Re: source for hz algorithm

Posted by Oleg Tkachenko <ol...@multiconn.com>.
Victor Mote wrote:
> FYI, I now have the Knuth books "Digital Typography" and the 5-volume
> "Computers & Typesetting", and have perused the relevant sections. The h & j

> For any who are interested in line-breaking, I highly recommend at least
> reading through this material. The book has a lot of other interesting
> things as well, including a chapter (4) on bidi.
I've got this book too, good one, but too TeX-oriented IMO. Funny enough, the 
book was lying on my desk for ages and only now I noted it has a  very 
interesting chpater about line breaking ;)
-- 
Oleg Tkachenko
Multiconn Technologies, Israel


---------------------------------------------------------------------
To unsubscribe, e-mail: fop-dev-unsubscribe@xml.apache.org
For additional commands, email: fop-dev-help@xml.apache.org


RE: source for hz algorithm

Posted by Victor Mote <vi...@outfitr.com>.
FYI, I now have the Knuth books "Digital Typography" and the 5-volume
"Computers & Typesetting", and have perused the relevant sections. The h & j
algorithm that I have been looking for can be found in Chapter 3 of "Digital
Typography". A brief history of line-breaking is included, as well as a
discussion of the theory, and the algorithm laid out in pretty good detail.
The mathematics of the solution will appeal to Rhett and probably several
others. The performance penalty is not so great as I thought. Here is an
excerpt:

<-- Start -->
But how is the computer to solve such a problem efficiently? When a given
paragraph has n optional breakpoints, there are 2^n ways to break it into
lines, and even the fastest conceivable computers could not run through all
such possibilities in a reasonable amount of time. In fact, the job of
breaking a paragraph into equal-sized lines as nicely as possible sounds
suspiciously like the infamous bin-packing problem, which is well known to
be NP-complete. Fortunately, however, each line will consist of contiguous
information from the paragraph, so the line-breaking problem is amenable to
the techniques of discrete dynamic programming; hence there is a reasonably
efficient way to attack it. We shall see that the optimum breakpoints can be
found in practice with only about twice as much computation as needed by the
traditional algorithm; the new method is sometimes even faster than the old,
when we consider the time saved by not needing to hyphenate so often....
<-- End -->

For any who are interested in line-breaking, I highly recommend at least
reading through this material. The book has a lot of other interesting
things as well, including a chapter (4) on bidi.

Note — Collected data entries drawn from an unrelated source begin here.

PR #315, opened 2025-10-15
feat(transaction-builder): Make client in builder extensible and passable by ref

DaughterOfMars:
## Description

This PR adds the `ClientMethods` trait, which makes it possible to implement new clients that can be used by the transaction builder. Additionally, these can now be passed in as a reference to the builder.

NOTE: In order to make this not depend on the graphql typess, specifically those for the `DryRunResult`, I moved them into the types crate next to the `TransactionEffects`.


crates/iota-sdk-ffi/src/types/transaction/mod.rs
```diff
@@ -1464,6 +1464,184 @@ impl TransactionEffects {
...
+            return_values: value.return_values.into_iter().map(Into::into).collect(),
+        }
+    }
+}
+
+/// The result of a simulation (dry run), which includes the effects of the
+/// transaction, any errors that may have occurred, and intermediate results for
+/// each command.
+#[derive(uniffi::Record)]
+pub struct DryRunEffects {
```
Thoralf-M: Why rename it to effects?

crates/iota-sdk-ffi/src/graphql.rs
```diff
@@ -955,3 +960,85 @@ pub struct Query {
     #[serde(default)]
     pub variables: Option<serde_json::Value>,
 }
+
+impl iota_transaction_builder::ClientMethods for GraphQLClient {
```
Thoralf-M: Can't we just provide a reference to the inner client in the places where this is needed?

crates/iota-sdk-ffi/src/types/transaction/mod.rs
DaughterOfMars: I didn't really like the old name but I don't care that much

crates/iota-sdk-ffi/src/graphql.rs
DaughterOfMars: yes but then we also need to move that logic to another place. Just makes more sense to consider this type a client

crates/iota-sdk-ffi/src/types/transaction/mod.rs
Thoralf-M: Better to keep it aligned with the graphl schema if there is no strong reason against it

Thoralf-M (approved):

Alex6323 (approved):
lgtm

Thoralf-M (approved):

PR #318, opened 2025-10-15
chore: rename `type_` fields

thibault-martinez:


crates/iota-sdk-graphql-client/src/query_types/events.rs
```diff
@@ -56,6 +56,7 @@ pub struct EventFilter {
 pub struct Event {
     pub sending_module: Option<MoveModuleQuery>,
     pub sender: Option<GQLAddress>,
+    // TODO thibault
     pub type_: MoveType,
```
thibault-martinez, line 60: Did this one not need a `#[cynic(rename = "type")]`?

crates/iota-sdk-types/src/object.rs
```diff
@@ -304,7 +304,7 @@ pub struct MoveStruct {
         feature = "serde",
         serde(with = "::serde_with::As::<serialization::BinaryMoveStructType>")
     )]
-    pub type_: StructTag,
+    pub type_tag: StructTag,
```
thibault-martinez: Should this be named `struct_tag`?

crates/iota-sdk-graphql-client/src/query_types/object.rs
```diff
@@ -56,7 +56,7 @@ pub struct Object {
 #[cynic(schema = "rpc", graphql_type = "ObjectFilter")]
 pub struct ObjectFilter {
     #[cynic(rename = "type")]
-    pub type_: Option<String>,
+    pub type_tag: Option<String>,
```
thibault-martinez: This is actually called "type_filter" in the monorepo because the field is a `TypeFilter` enum. Wdyt?

crates/iota-sdk-graphql-client/src/query_types/normalized_move/module.rs
```diff
@@ -134,7 +134,7 @@ pub struct MoveEnumVariant {
 pub struct MoveField {
     pub name: String,
     #[cynic(rename = "type")]
-    pub type_: Option<OpenMoveType>,
+    pub type_tag: Option<OpenMoveType>,
```
thibault-martinez, line 137:
```suggestion
    pub open_move_type: Option<OpenMoveType>,
```
?

crates/iota-sdk-types/src/object.rs
DaughterOfMars: I would say so

crates/iota-sdk-graphql-client/src/query_types/object.rs
DaughterOfMars: That would be preferable

thibault-martinez: https://github.com/iotaledger/iota-rust-sdk/pull/318/commits/48810939ef28d4e937669a1147efd3a503275314

crates/iota-sdk-types/src/object.rs
thibault-martinez: https://github.com/iotaledger/iota-rust-sdk/pull/318/commits/54bd772b991ad8b1917000bd125d74cadb31837c

crates/iota-sdk-graphql-client/src/query_types/normalized_move/module.rs
Alex6323: `move_type` is probably also fine. Looking at the other fields they are named very chill as well, so not sure it's necessary to be super correct here.

crates/iota-sdk-graphql-client/src/query_types/events.rs
Alex6323: I actually verified, that trailing underscores do not prevent the match against the schema. You can add as many as you want and it still works. Mapping fails however at compile-time if you prepend it or change the field name in any other way. Not sure this is documented well. We probably should still cynic-rename it just in case that doesn't work anymore at some point.

Alex6323 (approved):

crates/iota-sdk-graphql-client/src/query_types/events.rs
```diff
@@ -56,6 +56,7 @@ pub struct EventFilter {
 pub struct Event {
     pub sending_module: Option<MoveModuleQuery>,
     pub sender: Option<GQLAddress>,
+    // TODO thibault
```
DaughterOfMars, line 59: TODO

PR #326, opened 2025-10-20
feat(ci): add coverage workflow

### LINKED ISSUE #288: CI: add coverage workflow
We have something in the monorepo, should be easy to copy

thibault-martinez:
Closes https://github.com/iotaledger/iota-rust-sdk/issues/288


.github/workflows/coverage.yml
```diff
@@ -0,0 +1,148 @@
+name: Code Coverage (llvm-cov)
+
+on:
+  push:
+    branches: [develop, sdk-bindings]
+  pull_request:
+    types: [opened, synchronize, reopened, ready_for_review]
+  schedule:
+    - cron: "0 1 * * *" # every day at 1am (UTC)
```
DaughterOfMars, line 9: Why are we scheduling this? Or maybe why run on push if we are scheduling it?

.github/workflows/coverage.yml
```diff
@@ -0,0 +1,148 @@
...
+          else
+            echo "🚨 Error 🚨: llvm-profdata not found at $LLVM_PROFDATA, or is not executable."
+            exit 1
+          fi
+
+      - name: Run code coverage (nextest)
+        run: |
+          set +e
+
+          ./run_localnet.sh start ./iota
```
DaughterOfMars, line 95: Wait, why are you running the localnet here?

thibault-martinez: Because some tests need it?

.github/workflows/coverage.yml
thibault-martinez: The push/pull was only temporary to test it, will remove and leave scheduling/dispatch

.github/workflows/coverage.yml
DaughterOfMars: Ohhh, right 😆 of course

.github/workflows/coverage.yml
```diff
@@ -0,0 +1,148 @@
...
+          ref: ${{ github.event.inputs.branch-or-commit || github.ref }}
+
+      - uses: bmwill/rust-cache@cb2cf0cc7c5198d3364b9630e2c3d457f160790c # v1.4.0
+
+      - name: Set Swap Space
+        uses: actionhippie/swap-space@73376950a0019f8e1f6a3d3d2673fe2aed74ae17 # v1.0.2
+        with:
+          size: 256G
+
+      - name: Get the IOTA testnet binary
```
DaughterOfMars, line 64: Why not use the `start_local_network` action? If we don't need the gas station we could just add a flag to the inputs to control that

thibault-martinez: Because coverage needs a self hosted runner and the action leaves a lot of stuff behind that would be annoying for future runs, the local network script takes care of reverting everything.

DaughterOfMars: Can we change the action then?

thibault-martinez: Idk, not sure it's worth it. I could make an attempt at the action using the localnet script but I'm not sure we gain anything from it.

DaughterOfMars: It's nice to not have two places to change if we need to fix something

Thoralf-M (approved):

.github/workflows/coverage.yml
```diff
@@ -0,0 +1,148 @@
...
+            --failure-mode=warn \
+            --sparse \
+            --output target/nextest.profdata
+
+          if [ -s "target/nextest.profdata" ]; then
+            echo "Successfully collected nextest coverage data."
+          else
+            echo "🚨 Error 🚨: Collecting nexttest coverage failed."
+            exit 1
+          fi
```
Alex6323: we probably won't need that for the sdk tbh, at least I would try a few times without this. The problem in the monorepo was that running the code coverage on top of the tests often overpowered the runner's memory, and it was non-deterministic, so we needed this to make the coverage generation stable. In Sui they opted for just folding (in the sense of giving up and letting it fail). In our case I think the problem was more severe (less powerful hardware, or maybe also due to the transition from Stardust).

The SDK is much much smaller. I think creating coverage should almost never fail. We can even try to get the `branch coverage analysis`, not just only the line coverage working here. But that was too much for our runners against the monorepo 😿

DaughterOfMars (approved):

.github/workflows/coverage.yml
thibault-martinez: I know, I just wanted to keep the setup in case we have another source and it would be easier to merge. But I guess you are right, this is maybe slightly over-engineered for the SDK, I'll simplify.

thibault-martinez: Oh you weren't speaking about the merge. Ok yeah I'll remove.

thibault-martinez:
Closing this PR as the base branch change broke coveralls and I can't properly test anymore. Will open another one.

I'm hoping to be back into doing real work within a few days.

Victor Mote


---------------------------------------------------------------------
To unsubscribe, e-mail: fop-dev-unsubscribe@xml.apache.org
For additional commands, email: fop-dev-help@xml.apache.org


RE: source for hz algorithm

Posted by Victor Mote <vi...@outfitr.com>.
Victor Mote wrote:

> Ek is actually hacking the font shapes. I have seen this or something
> similar done in FrameMaker, which gives the ability to stretch or condense
> glyphs on both the horizontal and vertical axes. However, FrameMaker also
> creates PDFs by generating Postscript code and Distilling it, so perhaps
> this is done in Postscript & embedded. I will have to look into this
> further.

I see now the Tz operator in PDF 1.4 (probably earlier versions as well)
that handles this. I am not entirely sure this is the same thing, but I
don't see why not.

Victor Mote


---------------------------------------------------------------------
To unsubscribe, e-mail: fop-dev-unsubscribe@xml.apache.org
For additional commands, email: fop-dev-help@xml.apache.org


RE: source for hz algorithm

Posted by Victor Mote <vi...@outfitr.com>.
FYI, I received the Seybold Report on Publishing Systems (Vol 22, No. 11) a
few days ago & have read the article on hz-program. The article was
published in 1993, and is pretty print-oriented. If memory serves, this was
before PDF & electronic paper really caught on -- this is important because
there are some things that might be implemented in a RIP, that may not be
supported in PDF or other file formats. The article shed a little more light
on the subject. Basically, there are four components:
  1. kf -- kerning on the fly (including hanging punctuation & serifs)
  2. Kp or Kr (the second letter is the Greek letter rho) -- optical scaling
of fonts
  3. Ek -- slightly expands or condenses individual character widths to
reduce the need for word spacing
  4. jp -- justification per paragraph. This is the part that is based on
TeX.

The problems with kerning on the fly (ie. computing kerning instead of
looking it up in a table) are interesting. The article cited the example of
a "C" swallowing a "-" that followed it. It seems like what is needed is a
way to designate in the font an optical boundary for a character. For
example, the capital C might look (approximately) like this:


       /-----.
      |     .
      |    .
      |    .
      |     .
       \-----.

where the periods on the right side represent an artificial optical boundary
(perhaps it needs to more or less concave). Perhaps the boundary should be
at least line/arc segments on the left and right, or I suppose it could be a
completely enclosed structure. I don't see anything in the OpenType spec for
this, but it seems to me that the information could be computed, although
the mathematics might be interesting.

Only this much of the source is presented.